PROMPT:
Line filter on the word "explicit": copy each matching line from the entries.

INPUT DATA:

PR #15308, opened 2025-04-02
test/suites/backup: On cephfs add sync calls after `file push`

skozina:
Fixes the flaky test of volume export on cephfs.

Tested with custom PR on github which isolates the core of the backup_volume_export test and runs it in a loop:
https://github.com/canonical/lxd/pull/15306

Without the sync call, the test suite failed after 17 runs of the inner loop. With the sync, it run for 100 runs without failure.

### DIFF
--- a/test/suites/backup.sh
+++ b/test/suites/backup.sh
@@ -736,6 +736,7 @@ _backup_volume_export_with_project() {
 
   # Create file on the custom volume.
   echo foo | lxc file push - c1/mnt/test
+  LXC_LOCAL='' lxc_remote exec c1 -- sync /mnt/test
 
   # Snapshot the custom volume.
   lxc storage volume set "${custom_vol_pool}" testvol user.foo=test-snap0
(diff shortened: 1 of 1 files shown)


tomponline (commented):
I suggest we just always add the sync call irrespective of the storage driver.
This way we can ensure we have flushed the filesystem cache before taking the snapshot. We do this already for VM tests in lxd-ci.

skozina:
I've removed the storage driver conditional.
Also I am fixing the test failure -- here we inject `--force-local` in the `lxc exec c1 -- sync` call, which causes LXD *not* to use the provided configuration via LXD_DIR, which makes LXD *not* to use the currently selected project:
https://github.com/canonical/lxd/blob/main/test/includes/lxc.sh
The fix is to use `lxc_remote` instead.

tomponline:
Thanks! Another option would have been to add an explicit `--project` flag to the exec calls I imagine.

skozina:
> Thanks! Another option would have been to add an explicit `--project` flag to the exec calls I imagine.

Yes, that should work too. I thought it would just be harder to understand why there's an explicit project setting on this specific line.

COMPLETED TASK:
Thanks! Another option would have been to add an explicit `--project` flag to the exec calls I imagine.
> Thanks! Another option would have been to add an explicit `--project` flag to the exec calls I imagine.
Yes, that should work too. I thought it would just be harder to understand why there's an explicit project setting on this specific line.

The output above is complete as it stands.